If yours is a US cruze the automatic headlight switch just needs to be turned to the left to disable all lighting. I read on the camaro forum you can modify this spring loaded switch(remove the spring) so it can remain in the off position the next time you start, though I have not verified.


EDIT: Ignore my post as I see your in canada, from what I read on here the automatic headlight switch does not behave the same in canada & can't be turned off. Probably some BCM programming differences.


----------



## JAFO (Jun 27, 2012)

Lol yeah I tried that for an hour lady week lol. Bloody Canadians gotta do everything different huh lol.


----------



## iTz SADISTIK (Apr 6, 2014)

Rewire everything into a master switch? It's not hard to get to all of the harnesses. Would need to run new power leads to each device off the battery using a terminal with multiple outputs but you could then send the input side of the terminal to the inside of the car for a switch. You could make it easier by tracing the wires as close to the cabin as you can and then splice in. Probably a 10 hr job if you aren't sure what you're looking for exactly.


Courtesy of Wikipedia


----------



## JAFO (Jun 27, 2012)

****, that looks like It has a lot of room for error and could quite possibly fawk that up. I wonder if my dealership would help with something like that ???


----------



## iKermit (Dec 13, 2010)

If all else fails put electrician tape around all the lights. 

True story. 

--Posting this from my toaster--


----------



## JAFO (Jun 27, 2012)

Lmfao Kermit, that's the easiest method lol


----------



## Mick (Dec 31, 2011)

JAFO said:


> ****, that looks like It has a lot of room for error and could quite possibly fawk that up. I wonder if my dealership would help with something like that ???

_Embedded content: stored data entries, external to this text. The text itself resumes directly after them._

PR #585, opened 2026-08-03
Make platform updates deployment-aware

hamzamerzic:
## Summary
- classify platform changes by the action that can actually activate them, from live refresh through host maintenance
- show deployment-specific impact and reasons before Apply so image or proxy work is never presented as a server restart
- move application response policy to FastAPI and keep Caddy focused on TLS, routing, compression, and the service-gateway host

This advances #114 by eliminating duplicated application response policy and surfacing external activation work before an owner applies an update. Caddy continues to own the topology-specific gateway boundary rather than pretending direct managed deployments use the same operator commands.

## Testing
- 109 focused backend update, security, and frame tests
- 30 focused frontend frame and update tests
- targeted frontend lint
- production and PWA build
- image dependency fingerprint, Python compile, and shell syntax checks


hamzamerzic:
Superseded by #584, which merged the deployment-aware activation and response-policy work after review and fixes. The remaining simplification/parity follow-up is being isolated separately from current main.

PR #609, opened 2026-08-03
Migrate mini-app compilation from esbuild to Rolldown

hamzamerzic:
## Summary

- replace esbuild with the pinned Rolldown 1.2 API across mini-app compilation, generated runtime builds, validation, tests, and repository hooks
- preserve the existing single-module, offline-capable bundle contract: production React, runtime injection, supported libraries, the byte-zero ABI marker, default export validation, and no emitted assets or non-URL external imports
- preserve `Function.name` and `Class.name` compatibility under minification, with a runtime regression that evaluates the compiled names
- fail unresolved imports, retain documented online-only URL imports, and inline supported static dynamic imports
- serialize native compiler subprocesses to bound concurrent peak memory on constrained instances, while retaining timeout and cancellation cleanup
- remove the now-unused global esbuild image install and use the locked frontend compiler for syntax checks and generated runtime verification

## Why

Möbius currently maintains two JavaScript compiler paths: a global esbuild CLI for mini-app bundles and a frontend esbuild dependency for generated runtime/test tooling. This migration moves both onto one pinned production dependency and one explicit adapter while keeping the behavior existing apps depend on. The runtime artifact revision advances so installed bundles rebuild through the existing reconciliation path.

## Validation

- focused compiler/runtime/source/storage suite: 110 passed
- compiler contract/install/validator suite: 184 passed
- frontend unit and hook suites: 2,420 passed
- generated runtime determinism check: passed
- exact Rolldown 1.2.2 name-preservation regression: compiled output evaluates to `MeaningfulClass` and `MeaningfulFunction`
- independent adapter audit: ABI banner remains at byte zero; runtime injection stays in the single chunk; static/dynamic report imports are empty; production dependency audit reports zero vulnerabilities

The PR remains Draft until the rebased Rolldown-only head completes fresh hosted backend, frontend, privacy, and full image/browser E2E gates and receives final independent head verification. A normal image rebuild is required for the compiler dependency change to reach deployments.


hamzamerzic:
Blocking efficiency finding: this `keepNames: true` head contradicts the user's explicit fix-forward and limited-resource direction.

An AST audit parsed all 48 active app sources plus 637 deployed source files: zero `.name` reads resolve to a function/class/component/loader binding. On six real deployed apps, `keepNames` adds 537,074 raw bytes (+13.7%), +5.9% gzip, and +4.7% Brotli; individual raw overhead is 9.3-22.5%. The claimed deployed compatibility need is therefore unsupported, while the cold-load/cache/parse cost is measurable.

Do not queue this head. The isolated fix-forward draft is #610 at exact SHA `640c58d20a629890f0fb6faf56f4a19717f74eeb`; it retains Acorn scoping with consistent manifest/lock metadata and drops only the unneeded name-preservation tax.

hamzamerzic:
Closing after the deployed-corpus audit and exact-final CI. This head adds a measured 13.7% raw bundle tax with zero active app function/class-name dependencies. The user-approved fix-forward implementation is #610 at exact SHA 640c58d20a629890f0fb6faf56f4a19717f74eeb.

hamzamerzic:
Dequeued again: this compatibility head is superseded by the user-approved, fully green fix-forward PR #610 and would reapply a measured bundle-size regression after it. Do not reopen or queue.

PR #81, opened 2018-08-10
Make StringParam constructible

dtrebbien:
Attempting to construct a StringParam from a regex pattern would lead to a compiler error with the message "constructor is not visible here due to private fields". The StringParam's sole field needs to be made public to allow external code to construct a StringParam to be passed to any_with::&lt;String&gt;.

Highly doubt the dealer would do something like that. 

So what's it like being batman?


----------



## iTz SADISTIK (Apr 6, 2014)

If you were near I'd wire it for you 


Courtesy of Wikipedia


----------



## JAFO (Jun 27, 2012)

Mick said:


> Highly doubt the dealer would do something like that.
> 
> So what's it like being batman?


Lmfao I wish I was Batman, he had better toys. I'm thinking of contacting whoever it does that sets up police cars. This could very well be a list cause.


----------



## JAFO (Jun 27, 2012)

iTz SADISTIK said:


> If you were near I'd wire it for you
> 
> 
> Courtesy of Wikipedia


Thanks Sadistik... If I was closet I'd definitely let you help me out. Found an awesome switch for it .... The Surveillance Mode switch from KITT on knight rider lol.


----------



## Robby (Mar 1, 2013)

Does your Canadian spec headlamp switch have the ability to even be turned to the left?
I ask because if it doesn't, maybe the U.S. spec. switch could be a 'Plug and Play' option.

Rob


----------



## JAFO (Jun 27, 2012)

The Canadian Switch can be turned to the left, which disables parking lamps when the car is in park. Nothing turns off if you turn the switch to the left while in motion. 

Il


----------



## Merc6 (Jun 8, 2013)

JAFO said:


> The Canadian Switch can be turned to the left, which disables parking lamps when the car is in park. Nothing turns off if you turn the switch to the left while in motion.
> 
> Il


That sucks. Are you guys allowed to dip down into USA and buy our cars(with the exception of the Evo 8)?



Sent from my iFail 5s


----------



## JAFO (Jun 27, 2012)

Yeah Merc we can definitely buy vehicles from the US, but we would be heavily taxed on it I'm sure. I'll figure something out I'm sure. However it just may not be possible.


----------